Ferdinand Fox’s Big Sleep iPad App – YouTube clip
- I am in the early stages of my marketing. The launch period and free offer which ended on 10 November went very well with almost 1,500 downloads and 8 great reviews – including 4.5 Stars from BestAppsForKids.com – a respected educational kids’ app review site. I hope this will help get the word out about the app. [Stop press: Oct 2016 – as at this time I have sold over 500 apps… and garnered more reviews. Parents really do expect apps for free and I’m told that over 500 paid sales is actually quite something! I’ve also had bulk downloads from a couple of schools in the USA which was a very nice surprise.]
This blog post is one element of my longer term marketing strategy, of course! I shall be adding two further posts shortly. The first will explain more about how to use GarageBand to make audio files. In the second post I’ll talk about the challenge of marketing children’s book apps (especially when most parents don’t understand what they are or how to find them!), including the problems I have had understanding and navigating the App Store. I’ll also give an update on marketing progress.

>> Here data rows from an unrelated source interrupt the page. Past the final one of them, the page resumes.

PR #4378, opened 2023-05-27
Fix display of title for files

### LINKED ISSUE #4363: FSAL (?) bug with titles from yaml
### Description

If `fsal/cache` is available, the title from the YAML frontmatter is not shown in the working directories, even if configured.

With beta-3 everything was working fine.

Referencing https://github.com/Zettlr/Zettlr/issues/3887#issuecomment-1517329762 which looks like the same issue.

### Reproducing

In the settings, choose to show the title of files if available (or however it is named in English).

Regardless whether a title is available in YAML-frontmatter or not, the file name is shown.

Stop Zettlr, remove the `fsal` directory in the config and start Zettlr again and everything is shown correctly until the next restart.

### Zettlr Version

Beta (if applicable)

### Specify version

3.0.0-beta.4 (but reproducible with current develop-branche)

### Installation Method

From the Website or GitHub

### Your Platform

- [ ] Windows
- [ ] macOS
- [X] Linux

### Architecture

- [X] Intel 64bit
- [ ] ARM 64bit

### Operating System Version

Ubuntu 22.04

### Additional Information

_No response_

UFOMelkor:
Resolves #4363

The current implementation of `safeAssign` [strips properties with `undefined`](https://github.com/Zettlr/Zettlr/blob/develop/source/common/util/safe-assign.ts#L60) as value from the reference. Hence, the properties from the `obj` are not passed.

As the [`yamlTitle` is initialized with `undefined`](https://github.com/Zettlr/Zettlr/blob/e920dee0741641c82707e04a30d9002ecb74d00a/source/app/service-providers/fsal/fsal-file.ts#L94) it is not copied from the cache.

### DIFF
--- a/source/common/util/safe-assign.ts
+++ b/source/common/util/safe-assign.ts
@@ -20,13 +20,12 @@
 /**
  * Overwrites properties on the referenceObject, if they also occur in obj.
  * @param {any} obj The new object to be safe assigned
- * @param {any} referenceObject The reference to use the props from (without props with undefined as value)
- * @param {any} keyReferenceObject The original reference to check whether a key occurs
+ * @param {any} referenceObject The reference to use the props from
  */
-function safeAssign (obj: any, referenceObject: any, keyReferenceObject: any): void {
+function safeAssign (obj: any, referenceObject: any): void {
   // Overwrite all given attributes (and leave the not given in place)
   // This will ensure sane defaults.
-  for (const prop in keyReferenceObject) {
+  for (const prop in referenceObject) {
     if (prop in obj) {
       // safeAssign updates even nested objects, which we'll
       // do here. The "else" is for primitives. "Why do you
@@ -37,7 +36,7 @@ function safeAssign (obj: any, referenceObject: any, keyReferenceObject: any): v
         !Array.isArray(referenceObject[prop]) &&
         referenceObject[prop] !== null) {
         // Update the sub-object
-        safeAssign(obj[prop], referenceObject[prop], keyReferenceObject[prop])
+        safeAssign(obj[prop], referenceObject[prop])
       } else {
         // Assign the primitive
         referenceObject[prop] = obj[prop]
@@ -58,8 +57,8 @@ function safeAssign (obj: any, referenceObject: any, keyReferenceObject: any): v
 export default function <A, B> (obj: A, reference: B): B {
   // Make sure to clone the reference object, so that users
   // do not have to worry about doing this themselves.
-  const clone = JSON.parse(JSON.stringify(reference))
+  const clone = structuredClone(reference)
   // After cloning, safely assign the object to the reference
-  safeAssign(obj, clone, reference)
+  safeAssign(obj, clone)
   return clone
 }
--- a/source/common/util/safe-assign.ts
+++ b/source/common/util/safe-assign.ts
@@ -20,12 +20,13 @@
 /**
  * Overwrites properties on the referenceObject, if they also occur in obj.
  * @param {any} obj The new object to be safe assigned
- * @param {any} referenceObject The reference to use the props from
+ * @param {any} referenceObject The reference to use the props from (without props with undefined as value)
+ * @param {any} keyReferenceObject The original reference to check whether a key occurs
  */
-function safeAssign (obj: any, referenceObject: any): void {
+function safeAssign (obj: any, referenceObject: any, keyReferenceObject: any): void {
   // Overwrite all given attributes (and leave the not given in place)
   // This will ensure sane defaults.
-  for (const prop in referenceObject) {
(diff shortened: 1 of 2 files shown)


Mela:
Hi,
I was told on the Discord chat, that the nightly build including your fix would remove the issue. 

It worked, but only after the first start after installing the nightly build. After the next start Zettlr again only displayed the IDs but not the title. 

Zettlr 3.0.0-beta.4.nightly (UUID: 94b6d7bf-8f90-490d-896e-0047dd29cec2)
System: MacOS/darwin 13.3.1 (architecture: x64)

Bildschirmfoto 2023-06-01 um 10 14 21

Regards,
Mela

nathanlesage:
@Mela This PR is still open, which means it is not yet part of the code base and hence not in the builds. As soon as this PR is merged, it will be included in the releases.

That being said, @UFOMelkor, I do not like having a third parameter passed in. Instead, would you please mind having a look if we can completely ditch any undefined and/or null checks? `safeAssign` is intended to use only the props of the `referenceObject` (to prevent rogue attributes being assigned), but back when I implemented the function, I did not consider that `null` or `undefined` would also be proper values. I think it should be safe to remove those checks to allow properties to be undefined/null, because we're still only looking at properties that are set on the reference object. (Which should be the same as what you've called a key reference object).

The only real improvement over that would be proper type checks, but I think that would be overkill.

UFOMelkor:
@nathanlesage 

I'm uncertain whether we are talking about the same thing. `null` is no problem at all. The difficulty is that JSON does not know the value undefined, and hence `JSON.parse(JSON.stringify(reference))` removes every undefined value.

So when we do
```js
const obj = {a: 'text'};
const ref = {a: undefined};
safeAssign(obj, ref);
```
it will call the (internal) method like `safeAssign(obj = {a: 'text'}, ref = {})`, iterate on the props of `ref` and do not assign `text` to `ref.a`. The only alternative, I imagine iterating on the keys of the original reference, would be iterating on `Object.keys(referenceObject).concat(Object.keys(obj))`. But this would lead to the following scenario (like the second input in `safe-assign.spec.ts`):

```js
const obj = {a: 'text', b: 'prop to be ignored because it does not exist in ref'}
const ref = {a: undefined}
safeAssign(obj, ref);
console.log(ref); // { a: 'text', b: 'prop to be ignored because it does not exist in ref'}
```

nathanlesage:
We are talking about the same issue indeed, but describe a different problem: the ref will never be a deserialised JSON string. Rather, it will have all properties populated during runtime, including some undefined. However, since we're operating on the keys, as long as the for-loop accesses set properties -- even if they are set to undefined -- this should work unproblematic, so I think your first example should work with the function, no...?

OH WAIT

Because I was afraid something might go wrong, I created a crappy JSON deep copy of the ref object. The safeAssign function should work with undefined properties of the ref, but I'm actually wrapping that function again. I don't know if we should do a proper deep clone of the ref object in the wrapper (that preserves potential undefined) or simply mutate the ref object directly (then it would be no longer functional code)?

Do you have an opinion? The only thing that safeAssign should do is only care for properties set on ref, other than that it should just copy anything over from the (cache) object.

UFOMelkor:
That's the charm of the third parameter. It's backwards compatible because it only affects the internal method, which is wrapped anyway.

Doing a deep clone of the object manually sounds like it could become more complex than it seems. Moreover, performance might be a problem.
Using the original object instead of a clone, on the other hand, might have side effects.
 
How about using [`structuredClone(reference)`](https://developer.mozilla.org/en-US/docs/Web/API/structuredClone) instead of `JSON.parse(JSON.stringify(reference))`?

nathanlesage:
Oh, I didn't know about structuredClone! Yes, that sounds good (but without transferring anything, to actually create a clone without modifying the original object). That's definitely better than the third parameter!

UFOMelkor:
Tests are failing because they are running on Node.js 16, structuredClone is available since Node.js 17. Since we are using [Electron ^24.1.2 which upgrades Node.js to 18](https://www.electronjs.org/blog/electron-24-0), I guess it should be ok to enhance the Node.js version to 18 in all GitHub Workflow?

nathanlesage:
> I guess it should be ok to enhance the Node.js version to 18 in all GitHub Workflow?

Yes, it should be! I think we did not (yet) switch to Node 18 on the workflows, since there were some weird bugs a year ago. But I just updated the Unit test Node version to v18, so if you'll quickly rebase your branch to the current develop branch, the unit tests here should begin to run on v18 and thus no longer fail. Then we can merge! :)

In the meantime, I'll be updating Node for the rest of the workflows.

UFOMelkor:
Done :+1:

nathanlesage:
Wonderful, and unit tests work out! So let's merge! :)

7. Please help Ferdinand get noticed in the App Store 🙂
- If you have an iPad please help me spread the word by downloading and sharing the app and leaving a rating and short review if you enjoy it. It’s available worldwide and costs just £1.49 / $1.99 or equivalent. This has been my indulgence and the experience has been fantastic and if nothing else it will be my calling card while making children and parents happy! But if we can get an indie author’s app really noticed that would be quite something. You can download Ferdinand Fox’s Big Sleep – interactive book app for kids here (If you’re on your PC or Mac or mobile the link will allow you to preview the key features in iTunes. You need to be on your iPad or iPad mini to download it.)
Best wishes and all for now! 🙂 Karen
Are you a parent or grandparent? Do you use kids’ book apps? If so, how have you found using the App Store? Or are you an author or developer with your own app? If so, how have you found creating and marketing kidsapps?